RIVASTIGMIN (EXELON) - NUTZEN BEI ALZHEIMER BELEGT?

.... Mir liegt ein Prospekt der Firmen Novartis/Knoll zu Rivastigmin (EXELON) vor, der ein ADENA-Studienprogramm mit über 3.700 Patienten und dabei eine klinisch relevante Wirksamkeit in den Bereichen Alltagsaktivität, Kognition, Verhalten und Globalfunktion aufführt... Für Ihre Beurteilung wäre ich Ihnen sehr dankbar!

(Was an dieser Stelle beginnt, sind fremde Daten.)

PR #3095, opened 2026-07-29
Remove duplicate link with editor from menu bar in package explorer

elsazac:
## What it does

This change removes the Link with Editor option from the view menu in package explorer.
The same action is already available in the toolbar, so having it in both places is unnecessary. This also makes the view consistent with the other toolbar actions, which do not have duplicate entries in the view menu.

Before :
image

After :
image

## Author checklist


SougandhS:
Package explorer already has this option in its toolbar area, so users can still find and use it quickly
image

but for other implementations eg. Java Browsing, Java Outline view, Type hierarchy etc.. Link with editor is only available as a context option
image

How about including this as a toolbar option for all, and remove this from context, so users can quickly access this like in Project explorer and Package explorer?

WDYT @iloveeclipse @jjohnstn @noopur2507 ?

SougandhS (approved):
LGTM 👍

PR #3107, opened 2026-08-07
Asynchronously open internal browser for javadoc hover

### LINKED ISSUE #3105: Clicking javadoc web link freezes Eclipse when using internal browser
If Eclipse is configured to use an internal web browser (via the Web Browser -> Use internal web browser) preference, clicking on a web link in a javadoc popup reliably causes Eclipse to permanently freeze.

### Reproduction

This problem can be reproduced on the latest I-Build and from within a runtime workspace on the latest master commit (dd2f4198d1a25a5cd7b41e5a6f2dd55b19b17691).

1. Set browser preference to use internal web browser 

Image

2. Inside any Java project, navigate to `java.util.List.of()` (e.g. via "Open Type" search)

3. Hover the method and click on the hyperlink
Image

### Current behavior
The user interface freezes permanently

### Expected behavior
An internal browser tab opens, showing the linked documentation

### Further information 

This issue seems closely related to https://github.com/eclipse-mylyn/org.eclipse.mylyn/issues/1208 and https://github.com/eclipse-platform/eclipse.platform.ui/issues/3104. In both cases, the issue tracks back to opening the internal browser synchronously from inside an OS callback (as pointed out [here](https://github.com/eclipse-mylyn/org.eclipse.mylyn/issues/1208#issuecomment-5204938102)). 

This also seems to be the problem in this case:

Image

Image

r-mennig:
Currently, when opening an external link in a javadoc hover in the internal browser under Windows, the user interface permanently freezes.

This is caused by a deadlock within the Edge/WebView2 browser runtime which occurs if a new browser instance is being created from within a (navigation) callback of another browser instance.

Adapting `handleExternalLink(URL, Display)` in the link handler used by the `JavadocHover` to open the new browser instance asynchronously fixes the problem as the browser creation is now moved out of the (navigation) callback.

Fixes https://github.com/eclipse-jdt/eclipse.jdt.ui/issues/3105

### DIFF
--- a/org.eclipse.jdt.ui/ui/org/eclipse/jdt/internal/ui/actions/OpenBrowserUtil.java
+++ b/org.eclipse.jdt.ui/ui/org/eclipse/jdt/internal/ui/actions/OpenBrowserUtil.java
@@ -29,7 +29,7 @@ import org.eclipse.jdt.internal.ui.JavaPlugin;
 public class OpenBrowserUtil {
 
 	/**
-	 * Opens the given url in the browser as choosen in the preferences.
+	 * Opens the given url in the browser as chosen in the preferences.
 	 *
 	 * @param url the URL
 	 * @param display the display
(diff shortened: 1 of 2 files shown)


HeikoKlare (approved):
I have tested the proposal with the scenario we have identified in https://github.com/eclipse-jdt/eclipse.jdt.ui/issues/3105 as well as other navigation scenarios in the JavadocHover (navigating to other Javadoc pages, having an external browser preferred via prefereces). I have tested with Windows and macOS.

The change works fine for me on both systems and in all scenarios, and it particularly resolves the UI freeze issue on Windows.
It is also conceptually sound to me, as opening a browser view does not need to happen synchronous from a URL navigation callback inside a view but may reasonably be scheduled for asynchronous execution.

iloveeclipse (approved):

K. KÖHNEN (Arzt für Allgemeinmedizin)
D-47807 Krefeld

Zwei Phase-III-Studien aus dem ADENA-Programm mit dem Cholinesterasehemmer Rivastigmin (EXELON) sind vollständig veröffentlicht.1,2 Insgesamt 1.400 demente Patienten nehmen bis zu sechs Monate täglich 1 mg bis 4 mg oder 6 mg bis 12 mg Rivastigmin ein oder Plazebo. Extrem hohe Abbruchraten unter der höheren Rivastigmindosis, die inzwischen als Standarddosis empfohlen wird, erschweren eine Aussage zum Nutzen. 32%1 bzw. 37%2 der Patienten dieses Studienarms fehlen in der letzten Untersuchung nach 26 Wochen, im Vergleich zu 15%1 bzw. 18%2 unter Plazebo. Schon für die erste Nachuntersuchung nach zwölf Wochen stehen im höher dosierten Rivastigminarm 21%1 bzw. 27%2 der Patienten nicht mehr zur Verfügung (Plazebo 5%1 bzw. 8%2). Bei dem sich fortschreitend verschlechternden Leiden ist auf solcher Datenbasis keine aussagefähige Intention-to-Treat-Analyse (ITT) möglich.3

Die klinische Aussagekraft der Messmethoden zur Wirksamkeit wird von vielen Experten in Zweifel gezogen.3-6 Einige Mitglieder im Europäischen Arzneimittelausschuss CPMP bewerten den mit Rivastigmin erzielten Therapieeffekt als klinisch nicht bedeutsam.7 So beträgt auf der kognitiven Subskala der Alzheimer-Disease-Assessment-Scale, einer Skala mit 70 Punkten, die Differenz gegenüber Plazebo nur 1,61 bzw. 3,82 Punkte (ITT). Nach den Richtlinien der FDA wären für eine klinisch relevante Veränderung mindestens 4 Punkte erforderlich, wobei selbst diese Forderung unseres Wissens nach nicht validiert ist.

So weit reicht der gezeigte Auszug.